Days for Girls has given products to more than 200,000 women, and the group has used their feedback to create over 27 models of the pad, resulting in the version currently used today.
Many of the pads go to impoverished girls whose lack of access to feminine products causes problems beyond just hygiene. Some are sexually exploited by school teachers and administration when seeking feminine hygiene products, Mergens said.
Girls who stay home during menstruation before eventually dropping out are part of the root of poverty in third-world countries, she said.
“[The pad] helps a girl stay in school with dignity and health and not use the things so often resorted to,” said Mergens, which often include bark, leaves, cornhusks, stones, newspaper and mattress stuffing.
Mergens emphasized the issue doesn’t only happen in developing countries, but it also happens here in the United States.
“It’s not just somewhere else. It’s right here in your community, I promise.

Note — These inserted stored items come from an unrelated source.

PR #7959, opened 2025-02-18
Add 'code_style' parameter to formatting rule set

### LINKED ISSUE #5991: Support ktlint code styles

Update to ktlint to version `0.49.0` and add support for new features:
- Ktlint code styles

3flex:
Fixes #5991 

This is a notable change as anyone using the `android` config parameter now needs to set `code_style: android_studio`.


detekt-formatting/src/main/resources/config/config.yml
```diff
@@ -1,6 +1,6 @@
 formatting:
   active: true
-  android: false
+  code_style: 'intellij_idea'
```
3flex, line 3: Should this be `ktlint_code_style`? That's the name of the property ktlint reads from editorconfig.

We don't need the `ktlint` prefix though as we don't need to disambiguate, there's only ever going to be one `code_style` property in this location in the config file.

I personally prefer the shorter `code_style`.

detekt-formatting/src/main/kotlin/io/gitlab/arturbosch/detekt/formatting/FormattingProvider.kt
```diff
@@ -227,8 +227,8 @@ class FormattingProvider : RuleSetProvider {
     )
 
     companion object {
-        @Configuration("if android style guides should be preferred")
-        val android by ruleSetConfig(false)
+        @Configuration("ktlint code style for formatting rules (ktlint_official, intellij_idea or android_studio)")
+        val code_style by ruleSetConfig("intellij_idea")
```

Anywhere where someone has the choice between food and hygiene, food wins,” said Mergens, who has distributed the organization’s hygiene products through chapters in New York City, Chicago and New Orleans.
Even with the organization’s efforts, Mergens believes the issue of sustainable and accessible feminine hygiene products can’t be answered without a change in public perception.
“We’re too afraid to talk about menstruation. We would rather talk about diarrhea than menstruation,” she said. “In fact, none of us came into this world without menstruation happening. What we’re up to is so much more than giving dignity, health and resources.”
Days for Girls depends on crucial volunteer support, Mergens said, including Gainesville’s own Girl Scouts Troupe 733, which has locally supported the cause over the last year.
In addition to holding ‘Sew-a-Thons’ at Santa Fe College’s Perry Center throughout the year, Radha Selvester, one of the troop’s leaders, is part of a group of 10 that will travel to Kenya Dec. 17-30.
Selvester has fundraised more than $2,500 for supplies, such as sewing machines, to bring to Kenya through Crowdsource.
The group, including four local girls and two UF students, will establish a local Sewing and Health Enterprise in Tharaka Nithi, one of the smallest and most rural counties in Kenya, Selvester said. Their goal is to teach women how to make the pads on their own, she said.
“You might think it’s okay to sit at home, but you’re ostracized,” said Selvester.
For 21-year-old Ginnie Lin, a Gainesville native in her third year at UF, attending the event opened her eyes to the issue.
“Girls are the ones who are receiving and using these hygiene things,” she said. “To have that pretty pad to use for something that is so ugly in so many cultures is so important.”
Mergens presented her lecture, “Turning Passion Into Action,” in cooperation with the Bob Graham Center for Public Service and the Alachua County Medical Society.